A major benefit of EFI systems is the greatly improved cold and hot starting performance. This follows from the ability of the system to calculate the optimum air/fuel mixture for starting as well as from the superior atomization that results from injection of the fuel as compared to fuel delivery from a carburetor. Two stroke engines are notoriously difficult to start in standard form, but with EFI they become as easy to start as a four stroke. The ability of an engine to be started under a wide range of operating conditions, from very hot to very cold ambient temperatures, from sea level to high altitude and from engine temperatures that range from cold start to hot start is vitally important in UAV operations. It is particularly critical to hybrid propulsion systems where the engine may be stopped and re-started during flight.

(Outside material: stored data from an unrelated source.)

PR #141, opened 2020-03-16
Support for running fluxd, manager and daemon locally

emilingerslev:


Makefile
```diff
@@ -173,3 +173,49 @@ server-profile-cpu:
 jaeger:
 	open http://localhost:16686
 	docker run --rm -p 5775:5775/udp -p 6831:6831/udp -p 6832:6832/udp -p 5778:5778 -p 16686:16686 -p 14268:14268 -p 9411:9411 -e COLLECTOR_ZIPKIN_HTTP_PORT=9411 jaegertracing/all-in-one:1.7
+
+e2e-setup:
+	make e2e-setup-git
+	make e2e-setup-kind
+	make e2e-setup-fluxd
```
Crevil: Any reason for not just running these as make pre-targets?

```suggestion
e2e-setup: e2e-setup-git e2e-setup-kind e2e-setup-fluxd
```

Makefile
```diff
@@ -173,3 +173,49 @@ server-profile-cpu:
...
+	- make e2e-do-release"
+
+e2e-teardown:
+	kind delete cluster
+
+e2e-setup-git:
+	rm -rf e2e-test/sourcegitrepo
+	mkdir -p e2e-test/sourcegitrepo/local/releases/default
+	echo "Hello World" > e2e-test/sourcegitrepo/README.md
+	cd e2e-test/sourcegitrepo;\
```
Crevil: The directory name is pretty hard to head like this. Could we maybe stick with kebab casing as with `e2e-test`?

```suggestion
	rm -rf e2e-test/source-git-repo
	mkdir -p e2e-test/source-git-repo/local/releases/default
	echo "Hello World" > e2e-test/source-git-repo/README.md
	cd e2e-test/source-git-repo;\
```

This has an effect on multiple targets so maybe put in into a variable as well?

Makefile
```diff
@@ -173,3 +173,49 @@ server-profile-cpu:
...
+	kind create cluster --config e2e-test/kind-cluster.yaml
+
+e2e-setup-fluxd:
+	kubectl apply -f e2e-test/fluxd.yaml
+
+e2e-run-local-daemon:
+	go run ./cmd/daemon start --environment local --release-manager-url http://localhost:10080
+
+e2e-run-local-manager:
+	go run ./cmd/server start --ssh-private-key ~/.ssh/id_rsa --config-repo file:///Users/Emil/Workspace/lunarway/release-manager/e2e-test/sourcegitrepo --http-port 10080
```
Crevil: I guess this shouldn't point to an absolute local Git repo?

e2e-test/fluxd.yaml
```diff
@@ -0,0 +1,166 @@
...
...RmE5SjdpaDdIRCs4VgpqT3IydmxaMnNuZmlUcmdJMnNCODF4NHlMcVRJcENkSXgwMmdnWEJxbTdaVTBTMWk1bUpVTHlzNlN0Z0R4SVFac0xyc2xzCnlCUDVvWnJFVjlsQnpFYSttUXF3NWlodG1JUnlIWDNadFZEYkQ5VUJKZ01MbVAvY3Q1YlJ4RjhXTFU5R3hWd2xob1Q0aFEKQ2pBRlJBUlpBeHczTmlUUVVReDhYUDgydnhjZmdwTDJrc1k2dFFwSWdNREovNjJrYjNSaVJocjBGTGlKaGw2WkNCd2hJcApjK05UVzVhcXNTRWF0OURRRWRYcmNuK2hzTEtOZGVoUHUxeGxmS3IvYzRGdEFBQUFnUURtcGwrMU9GdXFwaTQrYnI0d3EyCmtkY1AvRk9jQlZuWXpwODE4eG1TQzNnMlc5YXlrb2FCem9jaTFNaXBoQVRWbTB1RDBzWHN2YXEzYW9ESWhBQ2FNL2t6bjkKcmNGb0JqeDFNUXYxVWUrWEJHWWN6S2V2OHFzR1ZYaWpwSnhIRGdNZkhTWmJHcEVzNmFhanpyNlJjeW1YR20wdVI3UGxFNApWQXU0L2JtdXljR2dBQUFJRUE3UWl3WHdaQzlnUWY1NVlpUDNsM1dDU3JBUFJ5Qjd2WXQxQW1BeWplRDM5K2lNcGNrVDViClRLWUo5ckcraWsvWHZNSVJKM1cyYW9LREMzd25STWhOMGdvcHpWTU9ZMVlnV2Vid0ZJdWwvcjRTZW5Jb0l3TG5Vcm1TYjEKK0YrUzVZRWRMUHBibGZRa1kxdDlzbUNqUzFIcTVVVkZ3VGw0KzdpK3Z3OS8zNVRjc0FBQUNCQU5namtXelBMNHg4cHB5dwptY2YwMkxBMVVZbE5idEpSbGk5aktTRE1wOGtxNkJWSjh4SGwwcWVHNWwxYWkvaTAvaWxWd3ZYb1JKYnBuSThPUFlJNW43Cm0vZWtSd3doamtWWnBoMDNEbExtckc4dkZVZUNtOFZuT2tNQk00YmVZSnd1ZGhBOWMxSzdUcHJkNkRaaUFzNGxMMXBDQTUKeWZkWkJ2UVhRdC9qYXdkdkFBQUFIa1Z0YVd4QVJXMXBiSE10VFdGalFtOXZheTFRY204dE1pNXNiMk5oYkFFQ0F3UT0KLS0tLS1FTkQgT1BFTlNTSCBQUklWQVRFIEtFWS0tLS0tCg==
```
Crevil: Is this needed and in that case, where does it come from?

e2e-test/fluxd.yaml
```diff
@@ -0,0 +1,166 @@
...
+          image: fluxcd/flux-recv:0.3.0
+          imagePullPolicy: IfNotPresent
+          args:
+            - "--config=/etc/fluxrecv/fluxrecv.yaml"
+          ports:
+            - containerPort: 8080
+              hostPort: 8080
+          volumeMounts:
+            - name: fluxrecv-config
+              mountPath: /etc/fluxrecv
```
Crevil: `recv` won't work with hooks when running here, will it? In that case we might as well remove it entirely?

cmd/daemon/kubernetes/kubernetes.go
```diff
@@ -27,7 +29,15 @@ var (
...
-	config, err := rest.InClusterConfig()
+	var config *rest.Config
+	var err error
+	kubeconfig := os.Getenv("KUBECONFIG")
+	if kubeconfig == "" {
+		config, err = rest.InClusterConfig()
+	} else {
+		config, err = clientcmd.BuildConfigFromFlags("", kubeconfig)
+	}
+
```
Crevil: This could be simplified a bit as `BuildConfigFromFlags` [falls back to using `InClusterConfig`](https://godoc.org/k8s.io/client-go/tools/clientcmd#BuildConfigFromFlags).
```suggestion
	config, err := clientcmd.BuildConfigFromFlags("", os.Getenv("KUBECONFIG"))
```

cmd/daemon/kubernetes/kubernetes.go
```diff
@@ -27,7 +29,15 @@ var (
 )
 
 func NewClient() (*Client, error) {
```
Crevil: What do you think about moving the environment lookup out to a flag with a default value in `cmd/daemon/command/start.go` instead? Just to avoid having environment lookups in the code.

e2e-test/fluxd.yaml
```diff
@@ -0,0 +1,166 @@
...
+      labels:
+        name: flux
+        type: deployment
+    spec:
+      serviceAccountName: flux
+      volumes:
+        - name: git-key
+          secret:
+            secretName: flux-git-deploy
+            defaultMode: 0400 # when mounted read-only, we won't be able to chmodª
```
Crevil: This is not mounted on any container?

e2e-test/fluxd.yaml
```diff
@@ -0,0 +1,166 @@
...
+            - name: KUBECONFIG
+              value: /root/.kubectl/config
+          volumeMounts:
+            # - name: git-key
+            #   mountPath: /etc/fluxd/ssh
+            #   readOnly: true
+            - name: git-keygen
+              mountPath: /var/fluxd/keygen
+            - name: tmp
+              mountPath: /tmp
```
Crevil: This is not used if I read the `args` right?

Makefile
emilingerslev: does this run before "body" of the target and sequentially?

Makefile
emilingerslev: Yeah, that we could do. Will change that 👍

Makefile
emilingerslev: no it shouldn't 😅 will fix

emilingerslev: no it shouldn't 😅 will fix

cmd/daemon/kubernetes/kubernetes.go
emilingerslev: I love it. I just wanted to keep changes to an absolute minimum. Can add that change though. 👍

cmd/daemon/kubernetes/kubernetes.go
emilingerslev: Nice, didn't know that 💪

Makefile
Crevil: Yes.

e2e-test/fluxd.yaml
emilingerslev: It's needed in the current setup, just because it isn't optional. It is just generated on my machine. Will write a comment on it.

e2e-test/fluxd.yaml
emilingerslev: 🤔

e2e-test/fluxd.yaml
emilingerslev: Not sure. I stole it from our lunar-way-flux setup

e2e-test/fluxd.yaml
emilingerslev: Yeah, we could consider removing it. I was considering adding a fake webhook solution a some point

Crevil: With a sync interval of 5s it might not be that relevant. :) except if the events on the websocket are different on this trigger than of normal changes.

e2e-test/fluxd.yaml
Crevil: Ah yes. Flux does its operations on temporary directories, so this is still relevant 👍

e2e-test/fluxd.yaml
emilingerslev: Good enough?

e2e-test/fluxd.yaml
emilingerslev: Yeah, last part was also my thought. But lets try to remove it.
What about the release-manager, does it support pulling too? Or is it only webhookable?

e2e-test/fluxd.yaml
emilingerslev: It's a magic secret convention: https://github.com/fluxcd/flux/blob/a3319b09e362740963c7e971aa12ddb36387a24b/docs/guides/provide-own-ssh-key.md

I'm making it less hidden by using `--k8s-secret-name` flag

e2e-test/fluxd.yaml
```diff
@@ -0,0 +1,157 @@
...
+---
+apiVersion: v1
+kind: ConfigMap
+metadata:
+  name: flux-recv
+data:
+  fluxrecv.yaml: |
+    fluxRecvVersion: 1
+    endpoints: []
+---
```
Crevil: This CM could be deleted now, as `flux-recv` is no longer in the deployment?
```suggestion
```

e2e-test/fluxd.yaml
Crevil: Nice find 👍

e2e-test/fluxd.yaml
```diff
@@ -0,0 +1,157 @@
...
+      serviceAccountName: flux
+      volumes:
+        - name: git-key
+          secret:
+            secretName: flux-git-deploy
+            defaultMode: 0400 # when mounted read-only, we won't be able to chmodª
+        - name: fluxrecv-config
+          configMap:
+            name: flux-recv
+            defaultMode: 0400
```
Crevil: This can be removed as well now `flux-recv` is out?

```suggestion
```

e2e-test/fluxd.yaml
```diff
@@ -0,0 +1,157 @@
...
+              memory: 64Mi
+          ports:
+            - containerPort: 3030 # informational
+          env:
+            - name: KUBECONFIG
+              value: /root/.kubectl/config
+          volumeMounts:
+            # - name: git-key
+            #   mountPath: /etc/fluxd/ssh
+            #   readOnly: true
```
Crevil: Can this be removed also?

emilingerslev: definitely! 👍

e2e-test/fluxd.yaml
emilingerslev: definitely! 👍

e2e-test/fluxd.yaml
emilingerslev: definitely! 👍

PR #142, opened 2020-03-18
Add in-memory broker

Crevil:
This change set adds an in-memory broker implementation as a replacement for the
AMQP broker. This makes is simpler to run the server locally or in environments
where persistence of the queue is not necessary.

Package `amqp` is moved into package `broker` along with the `memory` implementation and the new `broker` package exports the interfaces required by a broker.

A new flag `broker-type` is added to configure what implementation is to be used
and the Make target server is replaced by `server-memory` and `server-rabbitmq`
configured respectively with the in-memory and AMQP brokers.

A small change to the contract between the publisher and consumer is added as
well. Event implementations are now required to implement both an `Unmarshal`
(former `Body`) method along with a `Marshal` method. This makes them self contained
and removes the odd `encoding/json` package dependency of package `amqp`.

The handler registration is also moved to the `StartConsumer` method instead of
being required at construction time. This makes for a simpler implementation of
brokers and also makes more sense in the domain of handlers being coupled with
consumers and not brokers in general.

## Future TODOs

I think a simple implementation of `Handlers` that is a `map[string]Handler` would make great sense as to decorate handlers with logging, panic handling etc. like `http.Handler`.
I've got some of the code ready but wouldn't want to clutter this PR up with the change right now.
When this is in place we can remove the duplicated log handling in the two broker implementations and replace them with a Handler middleware.

I'd also like to have a general broker test. `TestBroker_PublishAndConsumer` and `TestWorker_PublishAndConsumer` tests are basically the same and are in fact testing the the brokers are implementing the expected behaviour of a broker, eg. `StartConsumer` returns `broker.ErrBrokerClosed`.
I will properly add this in a later PR.


internal/flow/promote.go
```diff
@@ -115,8 +116,12 @@ func (PromoteEvent) Type() string {
...
 
-func (p PromoteEvent) Body() interface{} {
-	return p
+func (p PromoteEvent) Marshal() ([]byte, error) {
+	return json.Marshal(p)
+}
+
+func (p *PromoteEvent) Unmarshal(data []byte) error {
+	return json.Unmarshal(data, p)
 }
```
emilingerslev: Won't this get duplicated quite a lot? 🤔

Crevil: Yes. I think some sort of serializer layer would be nice. Like go-swagger har different producers maybe. 

But for the four events for now, it seemed ok.

It’s also what we do in our internal event package actually, now that I think of it.

emilingerslev: Alright, lets just continue, but i'd like to keep it on the consideration list 👍

Crevil: I've added it to the todo list. 👍

PR #148, opened 2020-03-30
Add authorEmail to commit message

kaspernissen:
This PR adds the e-mail of the git author to the commit message. 
This makes it easier to parse and determine the recipient when reporting flux events in Slack later on.


kaspernissen:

Complete Altitude Compensation

HAE EFI systems have been developed to have optimum altitude compensation. Ambient air pressure is continually monitored and the ECU continuously calculates the ideal air/fuel ratio for that altitude while also optimizing the air/fuel ratio for the other variables (temperature, throttle position etc.). It is difficult to achieve altitude compensation with carbureted engines, particularly where operation at varying altitude is required. Invariably a compromise carburetor setting is required, meaning that at least part of the time the air/fuel mixture is not optimal, resulting in excessive fuel consumption when the mixture is over-rich in fuel and potential damage to the engine when the mixture is over-lean.